Directions
Report every line in the records below that holds the word "Looks".

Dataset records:
PR #93, opened 2024-02-29
feat: added time_stamp flag

rachancheet:
currently default filename is "$UNIX_TIMESTAMP-wayshot.$EXTENSION" . This pr adds flag --time_stamp to use human read-able timestamp instead of seconds from UNIX_EPOCH .

### DIFF
--- a/wayshot/src/cli.rs
+++ b/wayshot/src/cli.rs
@@ -43,4 +43,8 @@ pub struct Cli {
     /// Present a fuzzy selector for output/display selection
     #[arg(long, alias = "chooseoutput", conflicts_with_all = ["slurp", "output"])]
     pub choose_output: bool,
+
+    /// Uses time stamp(%H:%M:%S) as file name
+    #[arg(short, long)]
+    pub time_stamp: bool,
 }
--- a/wayshot/src/cli.rs
+++ b/wayshot/src/cli.rs
@@ -46,5 +46,5 @@ pub struct Cli {
 
     /// Uses time stamp(%H:%M:%S) as file name
     #[arg(short, long)]
-    pub time_stamp: bool,
+    pub timestamp: bool,
 }
--- a/wayshot/src/cli.rs
+++ b/wayshot/src/cli.rs
@@ -43,8 +43,4 @@ pub struct Cli {
     /// Present a fuzzy selector for output/display selection
     #[arg(long, alias = "chooseoutput", conflicts_with_all = ["slurp", "output"])]
     pub choose_output: bool,
-
-    /// Uses time stamp(%H:%M:%S) as file name
-    #[arg(short, long)]
-    pub timestamp: bool,
 }
--- a/wayshot/src/utils.rs
+++ b/wayshot/src/utils.rs
@@ -141,3 +141,34 @@ pub fn get_default_file_name(extension: EncodingFormat) -> PathBuf {
 
     format!("{time}-wayshot.{extension}").into()
 }
+
+fn get_hour_minute_from_unix_seconds(seconds: u64) -> String {
+    let total_minutes = seconds / 60;
+
+    let mut current_hour = (((total_minutes / 60) % 24) + 5) % 24;
+
+    let mut current_minute = (total_minutes % 60) + 30;
+    // println!("{}", current_minute);
+    if current_minute > 60 {
+        current_hour += 1;
+    }
+    current_minute = current_minute % 60;
+    if current_hour == 24 {
+        current_hour = 0;
+    }
+
+    // println!("{}", total_minutes as f64 / 60.0);
+
+    format!("{}:{}:{}", current_hour, current_minute, seconds % 60)
+}
+pub fn get_time_stamp_file_name(extension: EncodingFormat) -> PathBuf {
+    let time = match SystemTime::now().duration_since(UNIX_EPOCH) {
+        Ok(n) => get_hour_minute_from_unix_seconds(n.as_secs()),
+        Err(_) => {
+            tracing::error!("SystemTime before UNIX EPOCH!");
+            String::from("")
+        }
+    };
+
+    format!("{time}-wayshot.{extension}").into()
+}
--- a/wayshot/src/utils.rs
+++ b/wayshot/src/utils.rs
@@ -139,28 +139,27 @@ pub fn get_default_file_name(extension: EncodingFormat) -> PathBuf {
         .map(|time| time.as_secs().to_string())
         .unwrap_or("unknown".into());
 
-    format!("{time}-wayshot.{extension}").into()
+    format!("wayshot-{time}.{extension}").into()
 }
 
 fn get_hour_minute_from_unix_seconds(seconds: u64) -> String {
     let total_minutes = seconds / 60;
-
     let mut current_hour = (((total_minutes / 60) % 24) + 5) % 24;
-
     let mut current_minute = (total_minutes % 60) + 30;
-    // println!("{}", current_minute);
+
     if current_minute > 60 {
         current_hour += 1;
     }
+
     current_minute = current_minute % 60;
+
     if current_hour == 24 {
         current_hour = 0;
     }
 
-    // println!("{}", total_minutes as f64 / 60.0);
-
     format!("{}:{}:{}", current_hour, current_minute, seconds % 60)
 }
+
 pub fn get_time_stamp_file_name(extension: EncodingFormat) -> PathBuf {
     let time = match SystemTime::now().duration_since(UNIX_EPOCH) {
         Ok(n) => get_hour_minute_from_unix_seconds(n.as_secs()),
@@ -170,5 +169,5 @@ pub fn get_time_stamp_file_name(extension: EncodingFormat) -> PathBuf {
         }
     };
 
-    format!("{time}-wayshot.{extension}").into()
+    format!("wayshot-{time}.{extension}").into()
 }
--- a/wayshot/src/utils.rs
+++ b/wayshot/src/utils.rs
@@ -1,12 +1,7 @@
 use clap::ValueEnum;
 use eyre::{bail, ContextCompat, Error, Result};
 
-use std::{
-    fmt::Display,
-    path::PathBuf,
-    str::FromStr,
-    time::{SystemTime, UNIX_EPOCH},
-};
+use std::{fmt::Display, path::PathBuf, str::FromStr};
 
 use chrono::{DateTime, Local};
 use libwayshot::region::{LogicalRegion, Position, Region, Size};
@@ -135,15 +130,6 @@ impl FromStr for EncodingFormat {
 }
 
 pub fn get_default_file_name(extension: EncodingFormat) -> PathBuf {
-    let time = SystemTime::now()
-        .duration_since(UNIX_EPOCH)
-        .map(|time| time.as_secs().to_string())
-        .unwrap_or("unknown".into());
-
-    format!("wayshot-{time}.{extension}").into()
-}
-
-pub fn get_time_stamp_file_name(extension: EncodingFormat) -> PathBuf {
     let current_datetime: DateTime<Local> = Local::now();
     let formated_time = format!("{}", current_datetime.format("%Y_%m_%d-%H_%M_%S"));
 
--- a/wayshot/src/utils.rs
+++ b/wayshot/src/utils.rs
@@ -8,6 +8,7 @@ use std::{
     time::{SystemTime, UNIX_EPOCH},
 };
 
+use chrono::{DateTime, Local};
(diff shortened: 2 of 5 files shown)


wayshot/src/utils.rs
```diff
@@ -141,3 +141,34 @@ pub fn get_default_file_name(extension: EncodingFormat) -> PathBuf {
...
     format!("{time}-wayshot.{extension}").into()
 }
+
+fn get_hour_minute_from_unix_seconds(seconds: u64) -> String {
+    let total_minutes = seconds / 60;
+
+    let mut current_hour = (((total_minutes / 60) % 24) + 5) % 24;
+
+    let mut current_minute = (total_minutes % 60) + 30;
+    // println!("{}", current_minute);
```
Shinyzenith, line 151: Can we remove these stray comments?

wayshot/src/utils.rs
```diff
@@ -141,3 +141,34 @@ pub fn get_default_file_name(extension: EncodingFormat) -> PathBuf {
 
     format!("{time}-wayshot.{extension}").into()
 }
+
+fn get_hour_minute_from_unix_seconds(seconds: u64) -> String {
+    let total_minutes = seconds / 60;
+
+    let mut current_hour = (((total_minutes / 60) % 24) + 5) % 24;
+
```
Shinyzenith, line 149: Nit: remove all stray spaces.

wayshot/src/utils.rs
```diff
@@ -141,3 +141,34 @@ pub fn get_default_file_name(extension: EncodingFormat) -> PathBuf {
...
+    // println!("{}", current_minute);
+    if current_minute > 60 {
+        current_hour += 1;
+    }
+    current_minute = current_minute % 60;
+    if current_hour == 24 {
+        current_hour = 0;
+    }
+
+    // println!("{}", total_minutes as f64 / 60.0);
```
Shinyzenith, line 160: Nit: stray comment

wayshot/src/utils.rs
```diff
@@ -141,3 +141,34 @@ pub fn get_default_file_name(extension: EncodingFormat) -> PathBuf {
...
+
+    format!("{}:{}:{}", current_hour, current_minute, seconds % 60)
+}
```
Shinyzenith, line 163: Spae between functions

wayshot/src/utils.rs
```diff
@@ -141,3 +141,34 @@ pub fn get_default_file_name(extension: EncodingFormat) -> PathBuf {
...
+    let total_minutes = seconds / 60;
+
+    let mut current_hour = (((total_minutes / 60) % 24) + 5) % 24;
+
+    let mut current_minute = (total_minutes % 60) + 30;
+    // println!("{}", current_minute);
+    if current_minute > 60 {
+        current_hour += 1;
+    }
+    current_minute = current_minute % 60;
```
Shinyzenith, line 155: Nit: Space between if and next line and the if following it too.

Shinyzenith (changes requested):

Shinyzenith:
@Decodetalkers I'm wondering if we should make this the default, UNIX_TIME time isn't a great naming convention. What do you think? 

CC: @AndreasBackx Hi apologies for pinging but would like some of your input if possible -- would changing our naming scheme from wayshot-UNIX_TIME.encoding to wayshot-HUMANIZED_TIME.encoding be considered a breaking change?

AndreasBackx:
@Shinyzenith if you mean an ISO8601 timestamp, then yes. If you mean like "1 day ago", then I'd definitely say no.

Also would make the former the default. I'd also make it wayshot-TIME.EXT so they're grouped if sorted by name. It's technically a breaking change, though we're in 0.x so I think this is fine.

I'm away from a PC, though I'd let people override the name how they want and avoid any further name customisations. Though I think we already have this, cannot check rn.

wayshot/src/utils.rs
rachancheet: pardon , can u please elaborate

rachancheet:
yes user can provide output file name . if no name is provided it saves file in $UNIX_TIMESTAMP-wayshot.$EXTENSION format which is a bit confusing hence this flag.

Shinyzenith:
> @Shinyzenith if you mean an ISO8601 timestamp, then yes. If you mean like "1 day ago", then I'd definitely say no.

Yes I am indeed referring to ISO8601 although this PR isn't formatted with respect to it. I will request that change if everyone agrees on this feature req.
 
> Also would make the former the default. I'd also make it wayshot-TIME.EXT so they're grouped if sorted by name. It's technically a breaking change, though we're in 0.x so I think this is fine.

Please correct me if I am mistaken but at the moment we already do `wayshot-TIME.EXT`.

PS: I don't think changing the naming conventions after we hit 1.x would be acceptable so this will only be entertained for the 0.x period but I will still try to keep it to a low frequency.
We won't hit 1.x until the screencopy protocol either gets accepted in ext namespace of wayland-protocols or zwlr is stabilized to wlr. I think we are fine for now

--- 

@Decodetalkers Can I get an ack for you to make wayshot-ISO8601_ENCODED_TIME.EXT the new default?

rachancheet:
image

wayshot/src/utils.rs
Shinyzenith:
```rs

fn foo() {
}
// enter space here
fn bar() {
}
```

rachancheet:
@Shinyzenith made the requested changes please review.

wayshot/src/cli.rs
```diff
@@ -43,4 +43,8 @@ pub struct Cli {
     /// Present a fuzzy selector for output/display selection
     #[arg(long, alias = "chooseoutput", conflicts_with_all = ["slurp", "output"])]
     pub choose_output: bool,
+
+    /// Uses time stamp(%H:%M:%S) as file name
+    #[arg(short, long)]
+    pub time_stamp: bool,
```
AndreasBackx, line 49:
```suggestion
    pub timestamp: bool,
```

Timestamp is 1 word, `--timestamp` is also better than `--time-stamp`.

wayshot/src/utils.rs
```diff
@@ -139,5 +139,35 @@ pub fn get_default_file_name(extension: EncodingFormat) -> PathBuf {
...
+
+    format!("{}:{}:{}", current_hour, current_minute, seconds % 60)
+}
+
+pub fn get_time_stamp_file_name(extension: EncodingFormat) -> PathBuf {
+    let time = match SystemTime::now().duration_since(UNIX_EPOCH) {
+        Ok(n) => get_hour_minute_from_unix_seconds(n.as_secs()),
+        Err(_) => {
+            tracing::error!("SystemTime before UNIX EPOCH!");
+            String::from("")
```
AndreasBackx, line 168:
```suggestion
            String::from("unknown")
```

nitpick

wayshot/src/utils.rs
```diff
@@ -139,5 +139,35 @@ pub fn get_default_file_name(extension: EncodingFormat) -> PathBuf {
...
+    }
+
+    current_minute = current_minute % 60;
+
+    if current_hour == 24 {
+        current_hour = 0;
+    }
+
+    format!("{}:{}:{}", current_hour, current_minute, seconds % 60)
+}
```
AndreasBackx, line 161: This is only printing time `HH:MM:SS` when we need the date and time. Though this actually made me think this format might be quite annoying to use because of the colons and possibly spaces: `DD-MM-YY HH:MM:SS`. Could we go with `2024-12-31 23:59:59`? @Shinyzenith

Additionally, this function can be removed and we could use the `chrono` package. Considering this is a binary, adding a dependency for time stuff is fine.

See the docs here: https://docs.rs/chrono/latest/chrono/format/index.html

AndreasBackx (changes requested):
Looks good, I think we simply need the date as well as that's important. Then `--timestamp` and use `chrono` to make it all easier. Once that's done, I think this is good to go.

wayshot/src/utils.rs
Shinyzenith: > This is only printing time HH:MM:SS when we need the date and time. Though this actually made me think this format might be quite annoying to use because of the colons and possibly spaces: DD-MM-YY HH:MM:SS. Could we go with 2024-12-31 23:59:59? @Shinyzenith

That is fine by me, doesn't seem to invasive and is pretty easy to read / reason through.

> Additionally, this function can be removed and we could use the chrono package. Considering this is a binary, adding a dependency for time stuff is fine.

I initially had suggested not to increase the dependency graph but if you feel so, we can definitely go forth with `chrono`. Apologies for the extra work 😅 @rachancheet .

rachancheet:
image
np problem does this look fine ?

Shinyzenith:
> image np problem does this look fine ?

CC: @AndreasBackx

AndreasBackx:
Apologies for the late reply! (In the future, feel free to ping me on Discord as well.)

And again further apologies, I noticed that my format `DD-MM-YY HH:MM:SS` was not what I intended. I also posted `2024-12-31 23:59:59` which would be `YYYY-MM-DD HH:MM:SS`. The problem with using `wayshot-DD-MM-YYYY HH:MM:SS.ext` is that when sorted alphabetically, it's not sorted by time (which is very much desired imo). Doing `YYYY-MM-SS` does have this benefit which is why I was advocating for it.

Also, now that I see it, should we use `wayshot-2024_03_08-01_01_43.png` instead? This would have the additional benefit that when using this from the terminal, you don't have to quote it.

So do you peeps agree `wayshot-YYYY_MM_DD-HH_MM_SS.ext` would be ideal?

Shinyzenith:
> wayshot-YYYY_MM_DD-HH_MM_SS.ext

I think I would go ahead with this due solely due to the `_`. Quoting files in terminals can be a huge mess.

rachancheet:
image
@Shinyzenith 
@AndreasBackx 
done

Decodetalkers (approved):

wayshot/src/cli.rs
```diff
@@ -43,4 +43,8 @@ pub struct Cli {
     /// Present a fuzzy selector for output/display selection
     #[arg(long, alias = "chooseoutput", conflicts_with_all = ["slurp", "output"])]
     pub choose_output: bool,
+
+    /// Uses time stamp(%H:%M:%S) as file name
```
AndreasBackx, line 47:
```suggestion
    /// Uses `wayshot-YYYY_MM_DD-HH_MM_SS.ext` as a filename.
```

AndreasBackx (approved):
Looks good, thank you! I would say we should make this the default, but we can land this.

Shinyzenith:
I think default would be best. @rachancheet do you agree? If yes we can do so and land the merge.

rachancheet:
image

agreed. What should i rename the flag ??

AndreasBackx:
@rachancheet it should be removed your new function should be the body of the old default function.

wayshot/src/wayshot.rs
```diff
@@ -60,7 +60,13 @@ fn main() -> Result<()> {
...
             }
         }
-        None => Some(utils::get_default_file_name(requested_encoding)),
+        None => {
+            if cli.timestamp {
+                Some(utils::get_time_stamp_file_name(requested_encoding))
+            } else {
+                Some(utils::get_default_file_name(requested_encoding))
+            }
+        }
```
AndreasBackx, line 69: This should be reverted then.

wayshot/src/utils.rs
```diff
@@ -139,5 +140,12 @@ pub fn get_default_file_name(extension: EncodingFormat) -> PathBuf {
...
 
-    format!("{time}-wayshot.{extension}").into()
+    format!("wayshot-{time}.{extension}").into()
+}
+
+pub fn get_time_stamp_file_name(extension: EncodingFormat) -> PathBuf {
+    let current_datetime: DateTime<Local> = Local::now();
+    let formated_time = format!("{}", current_datetime.format("%Y_%m_%d-%H_%M_%S"));
+
+    format!("wayshot-{formated_time}.{extension}").into()
```
AndreasBackx, line 150: And this moved to `get_default_file_name`.

wayshot/src/cli.rs
```diff
@@ -43,4 +43,8 @@ pub struct Cli {
...
+    #[arg(short, long)]
+    pub timestamp: bool,
```
AndreasBackx, line 49: This deleted.

rachancheet:
Done. @AndreasBackx Thanks for the guidance

Decodetalkers (approved):

AndreasBackx (approved):

Shinyzenith (approved):

Shinyzenith:
Hi, I resolved the merge conflicts.

PR #102, opened 2024-03-12
KISS build docs

### LINKED ISSUE #101: build.rs is misused and invoked on any change to sources
Current `build.rs` is misused and slows down iteration time, because it only builds docs and doesn't need to run on _any_ change to sources.

In my case, for around ~3 seconds while I work on #95 and #100 

Solutions are well known:

- [`rerun-if-changed`](https://doc.rust-lang.org/cargo/reference/build-scripts.html#rerun-if-changed) for `docs/*.scd` files
- or to use environment variable to trigger building man pages:

```rs
// build.rs
fn main() {
    if std::env::var("BUILD_DOCS").is_err() {
        std::process::exit(0);
    }

    // build docs if env var is set
}
```

```sh
BUILD_DOCS=1 cargo build --release
```

murlakatamenka:
Fixes #101

- makes iterations while working on `wayshot` faster, thus better for devs and contributors.
- makes `make` more explicit about what it does
- fixes a minor issue of `docs/*.7.gz` not being cleaned


Shinyzenith:
Hi @murlakatamenka. This needs to be rebased onto `freeze-feat-andreas` branch

Shinyzenith:
Make check earlier used to ensure that scdoc could compile the docs too. We use it in CI.

if that can be implemented here then we can go ahead with a merge.

murlakatamenka:
> Make check earlier used to ensure that scdoc could compile the docs too. We use it in CI.
> 
> if that can be implemented here then we can go ahead with a merge.

Previously the docs were built into gzipped man pages during `cargo build`/`build.rs`:

https://github.com/waycrate/wayshot/blob/8f22e6da9005f7495d38d89f2430a2649c4499ef/.github/workflows/build.yml#L19

And also checked in a separate job:

https://github.com/waycrate/wayshot/blob/8f22e6da9005f7495d38d89f2430a2649c4499ef/.github/workflows/build.yml#L32-L43

---

Now that `build.rs` is gone, only documentation job checks if `scdoc` can process the files, this should be enough for CI. Gzipping the output can be considered infallible.

Ideally there should be a job or workflow that gets triggered only if those *.scd files change, because such changes are rare compared modifying the sources.

---

So far I'm done with the changes, feel free to review.

Shinyzenith:
Things look great. Thanks for the PR!

Shinyzenith:
I just realized something I forgot to ask. The code you've written is POSIX compliant right? I would rather keep away from bash extensions.

Decodetalkers:
sorry, now you should push it to master, I accidentally delete the branch. Now that branch is not used anymore

PR #105, opened 2024-03-23
chore: remove useless roundtrip

shivkr6:
There is no need to do roundtrip two times.


Decodetalkers:
@Shinyzenith seems this roundtrip is useless

Shinyzenith (approved):

Issue #106, opened 2024-03-23
Bug: Clipboard flag ignored if path is qualified to file.


Shinyzenith:
![image](https://github.com/waycrate/wayshot/assets/60808802/1dee8963-b3c5-4bf8-b837-ebb3b669169d)

Shinyzenith:
CC: @CheerfulPianissimo

PR #108, opened 2024-03-23
Fix Issue #106: Clipboard flag ignored if path is qualified to file

CheerfulPianissimo:


Shinyzenith:
Hi, please rebase your changes onto freeze-feat-andreas as there's a merge conflict.

Shinyzenith:
Hi it seems you included a commit which already exists in freeze branch. Why?

wayshot/src/wayshot.rs
```diff
@@ -123,40 +124,42 @@ fn main() -> Result<()> {
         }
     };
 
+    let mut buffer = Cursor::new(Vec::new());
```
Shinyzenith, line 127: Lets only create the buffer if clipboard is specified. Else this leads to an extra allocation which we can skip. Lets just call image.save here and create the buffer in the clipboard conditional block.

Shinyzenith (changes requested):

wayshot/src/wayshot.rs
CheerfulPianissimo: I considered that but the stdout block also uses the buffer and I didn't want it to do the buffer write twice in the case of --clipboard + stdout. Should I create the buffer there too?

Shinyzenith: Maybe a function can help

wayshot/src/wayshot.rs
```diff
@@ -128,41 +129,52 @@ fn main() -> Result<()> {
...
-                        MimeType::Autodetect,
-                    )?;
-                }
-            }
+            clipboard_daemonize(buffer)?;
         }
     }
 
+    if !stdout_print && cli.clipboard {
+        let mut buffer = Cursor::new(Vec::new());
```
Shinyzenith, line 144: Do we need the cli.clipboard conditional in the stdout conditional? Is this block outside of the conditional not enough?

```rs

let image_buf: Option<Cursor<Vec<...> = None;
if Some(path) = file {
    /// save
} else {
    /// to stdout

    image_buf = ...;
}

if cli.clipboard && image_buf = Some(image_buffer) {
    //buf stuff
}
```

Shinyzenith (changes requested):

Shinyzenith (changes requested):

wayshot/src/wayshot.rs
```diff
@@ -135,14 +136,18 @@ fn main() -> Result<()> {
...
-        }
+        image_buf = Some(buffer);
     }
 
-    if !stdout_print && cli.clipboard {
-        let mut buffer = Cursor::new(Vec::new());
-        image_buffer.write_to(&mut buffer, requested_encoding)?;
+    if cli.clipboard {
+        let buffer = match image_buf {
+            Some(buf) => buf,
```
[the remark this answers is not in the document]
CheerfulPianissimo: Done!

Exercise result
Looks good, I think we simply need the date as well as that's important. Then `--timestamp` and use `chrono` to make it all easier. Once that's done, I think this is good to go.
Looks good, thank you! I would say we should make this the default, but we can land this.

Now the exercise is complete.